Journey to the Underground World
- Cover of first edition
- Author: Lin Carter
- Cover artist: Josh Kirby
- Language: English
- Series: Zanthodon
- Genre: Science fiction
- Publisher: DAW Books
- Publication date: 1979
- Publication place: United States
- Media type: Print (Paperback)
- Pages: 175
- ISBN: 0-87997-499-0
- OCLC: 05875197
- LC Class: PS3553.A7823 J68 1979
- Followed by: Zanthodon

= Journey to the Underground World =

1979 science fantasy novel by Lin Carter

Journey to the Underground World is a science fiction novel by American writer Lin Carter, the first in his series about the fictional "Hollow Earth" land of Zanthodon. It was first published in paperback by DAW Books in November 1979, with an ebook edition following from Gateway/Orion in August 2018. It was also gathered together with the other volumes in the series into the omnibus ebook collection The Zanthodon Megapack (Wildside Press, 2014).

==Plot summary==
Zanthodon is envisioned as an immense circular cavern five hundred miles wide, one hundred miles beneath the Sahara Desert, a refugium preserving various prehistoric faunas and antique human cultures that have found their way into it throughout the ages.

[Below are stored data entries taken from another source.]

PR #34, opened 2025-02-20
2/18-2/19 arm and superstructure

### LINKED ISSUE #28: Drivebase acceleration limit

KangarooKoala:
Notable happenings, and lessons (for posterity):
* SysId did not work for the arm pivot (The arm pivot is likely too light and has too short of a travel), so we ended up using https://reca.lc and some guessing adjustments to kG and kS- Don't whack everything with the same hammer
* We spent a lot of time figuring out arm pivot and spinny claw issues before realizing they needed to be inverted- Verify directions as soon as the physical setup is received
* Debugging was slowed down by having to add names to commands- Require from the beginning of build season that all commands have names
* We needed to configure the arm encoder offset (in Phoenix Tuner) so that 0 is horizontal, since that's what `GravityTypeValue.Arm_Cosine` assumes- Verify assumptions of feedforwards
* The first test of the L4 superstructure preset (done on 56208d0cf3135a24d2b478e89b72cc429d16f11f, maybe with some changes) was done with a coral on the reef, and the arm didn't let go of the coral as it went down and ended up breaking the reef branch- Verify sequence logic away from field elements and think about potential collisions
* In a subsequent test of the L4 superstructure preset, the arm pivot (still holding the coral) swung down while the elevator was retracting, leading to the coral jamming between the elevator crossbraces- Verify sequence logic without game pieces and think about potential collisions; Pick designs that avoid complicated "Keep out" portions of the state space (including the presence of game pieces)
* During testing, after reenabling the elevator went to L4 with a coral in the trough, leading to the coral hitting the bottom elevator crossbrace- Pick designs that avoid complicated "Keep out" portions of the state space (including the presence of game pieces); Ensure motor commanded positions are cleared during disable to avoid unexpected behavior
* During drive practice, we went to L4 with a coral in the trough that hadn't been transferred to the arm pivot, leading to the coral ramming into the bottom elevator crossbrace- Pick designs that avoid complicated "Keep out" portions of the state space (including the presence of game pieces); Use sensors (when attached) to prevent bad transitions between states

Fixes #28.

### DIFF
--- a/src/main/java/frc/robot/Controls.java
+++ b/src/main/java/frc/robot/Controls.java
@@ -8,6 +8,7 @@ import edu.wpi.first.math.kinematics.ChassisSpeeds;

When Professor Percival P. Potter, who has discovered an entrance to Zanthodon, is saved by adventurer Eric Carstairs from thugs in Port Said, Egypt, the two team up to explore the legendary realm. Traveling by helicopter, they descend into the subterranean world through a volcanic tunnel, only to crash when they reach their destination. They are now effectively marooned in Zanthodon.

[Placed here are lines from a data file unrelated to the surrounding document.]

PR #32, opened 2025-02-17
replaced SuperStructureBindings with BranchHeight shenanigans

SnappyRiffs:

PR #36, opened 2025-02-20
2/20 preset testing

KangarooKoala:
Implement operator queueing/mode selection controls (Operator selects next level, driver tells robot when to move to that level)
Makes the operator manual elevator up and down controls continuous instead of discrete on/off
Fixes motor position terminology in arm pivot
Fixes L2 and L3 presets
Mostly fixes acceleration limits

Closes #32 (because this contains the same contents and a fix for a bug).

About the acceleration limits- The old code was incorrect (it would apply the pre-limit acceleration and it wouldn't handle negative rotation speeds correctly). However, after fixing it, we discovered that applying the deadband limits after the acceleration limits causes trouble (since the acceleration should map certain values to within the deadband that should not be set to 0). The fix is to apply the deadbands before the acceleration limit, but we can't do that without implementing deadband ourselves, which was proving difficult. So far we haven't had issues with tipping (even with elevator up), so both features are on low priority for the time being.

Side note about the operator queueing/mode selection controls- This presents a use case where pressing a button again should cause the command to be rescheduled. However, when a command is scheduled, the scheduler will skip it if the command is currently running. To get around this, we use the (unspecified) fact that bindings are always checked in the order that they are made so that when the trigger is pressed, first we schedule a different command with overlapping requirements to cancel the superstructure command and then schedule the actual superstructure command to start it again.
In hindsight, we could avoid relying on the unspecified definition of the binding execution order by using `interruptor.asProxy().andThen(actualCommand.asProxy())` (assuming `interruptor` finishes instantly) or `new ScheduleCommand(interruptor).andThen(new ScheduleCommand(actualCommand))` (straying from strict adherence to command factories and using a rarely used command). However, that hasn't been tested (and notably, it would add one command scheduler poll of delay).

### DIFF
--- a/src/main/java/frc/robot/Controls.java
+++ b/src/main/java/frc/robot/Controls.java
@@ -4,6 +4,7 @@ import static edu.wpi.first.units.Units.*;
 
 import com.ctre.phoenix6.swerve.SwerveModule.DriveRequestType;
 import com.ctre.phoenix6.swerve.SwerveRequest;
+import edu.wpi.first.math.MathUtil;
 import edu.wpi.first.math.kinematics.ChassisSpeeds;
 import edu.wpi.first.wpilibj.GenericHID.RumbleType;
 import edu.wpi.first.wpilibj2.command.Commands;
@@ -159,6 +160,7 @@ public class Controls {
     operatorController
         .a()
         .onTrue(superStructure.levelOne(driverController.rightBumper()).withName("level 1"));
+    operatorController.rightBumper().onTrue(superStructure.stow().withName("Stow"));
     driverController.a().onTrue(superStructure.intake());
     if (sensors.armSensor != null) {
       sensors.armSensor.inTrough().onTrue(superStructure.intake());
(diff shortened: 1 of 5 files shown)


src/main/java/frc/robot/Controls.java
```diff
@@ -102,15 +107,22 @@ private void configureDrivebaseBindings() {
...
+                  //     translationLimit.times(
+                  //         Math.min(
+                  //             1,
+                  //             Math.abs(
+                  //                 MAX_ROTATION_ACCELERATION
+                  //                     / translationLimit.omegaRadiansPerSecond)));
+                  // This *should* be rotationLimit, but the acceleration limiting causes the
+                  // commanded speed to fall into the deadband. The proper fix is to do the deadband
+                  // first, which relies on us doing the deadband ourselves, which is being
+                  // difficult.
```
jamesdooley4, line 125: Generally, I've seen the deadband applied on the input value (the `driverController` inputs above) with 
[MathUtil.applyDeadband](https://github.wpilib.org/allwpilib/docs/release/java/edu/wpi/first/math/MathUtil.html#applyDeadband(double,double)) to avoid issues like this.

jamesdooley4 (approved):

After witnessing a conflict between a triceratops and a mammoth they are captured and enslaved by Neanderthals together with a number of native humans. These include Darya, daughter of a tribal king, Jorn, a hunter, and Fumio, a villainous chieftain. Eric leads a slave revolt, freeing the others, but is himself retaken. On the plus side, he saves the life of Hurok, one of his captors, thus befriending him. Meanwhile, Potter and the rest of the freed captives are attacked by corsairs.

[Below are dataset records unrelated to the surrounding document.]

PR #38, opened 2025-02-22
2/21 testing

iamawesomecat:
tested a basic l1 score
- Wasnt entirely accurate, either due to lack of bumpers or due to the strange orientation. More research could be done, but not a big deal. Low priority? 

Tested climb 🔥🔥🔥🔥🔥
- It worked well, mech recommended that we have a separate climb in position that is different from the starting configuration, this way the chain doesnt touch the elevator. Since we are roughly 8 pounds lighter than the weight limit (accounting for the things mech is yet to add), we have some weight we can use as ballast.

The author provides as an appendix "A Stone Age Glossary" at the end of the book, enumerating the various prehistoric animals used, together with their supposed native names.

==Sources==
Previous fictional underground and lost worlds are referenced by the characters in the book, including those of Jules Verne (Journey to the Center of the Earth), Edgar Rice Burroughs (Pellucidar), Arthur Conan Doyle (The Lost World), and even King Kong (Skull Island), highlighting the author's literary debt to these precursors.

==Reception==
Robert M. Price characterizes the book and series as a homage to Burroughs's inner world novels; noting that "Zanthodon is first and foremost Pellucidar," with Carstairs "simply David Innes reincarnated," and Potter "a sillier version of inventor Abner Perry." But he finds their characters "well-drawn," finding Carstairs's "narrative voice well fits his characterization as a hard-bitten soldier-of-fortune." and Potter "a bit of a fraud, but with obvious erudition, a kind of academic jack-of-all-trades [who] knows whatever you need to know in a tight spot." The "hard-boiled quality ... alas, begins to fade as the action gets underway ... [y]et this is not simply a matter of Carter's inability to sustain a richer narrative texture [but] is inherent in the subject matter; if Raymond Chandler sent Philip Marlow to Pellucidar, he wouldn't be narrating it like he does The Long Goodbye." Price regards as "especially effective the idea that Potter initially theorizes the existence of Zanthodon from comparing various eastern myths of the netherworld ... often located to the west," supposing "they preserved the memory of an actual underground world filled with fearsome dangers[.]" Nonetheless, "[t]hough the Zanthodon books are not without their charming moments," Price also finds in them "clear evidence of Lin Carter's increasing carelessness as a writer," exhibiting "an increasing tendency toward self-contradiction and incoherent conception—a greater sloppiness coupled with an exhaustion of imagination."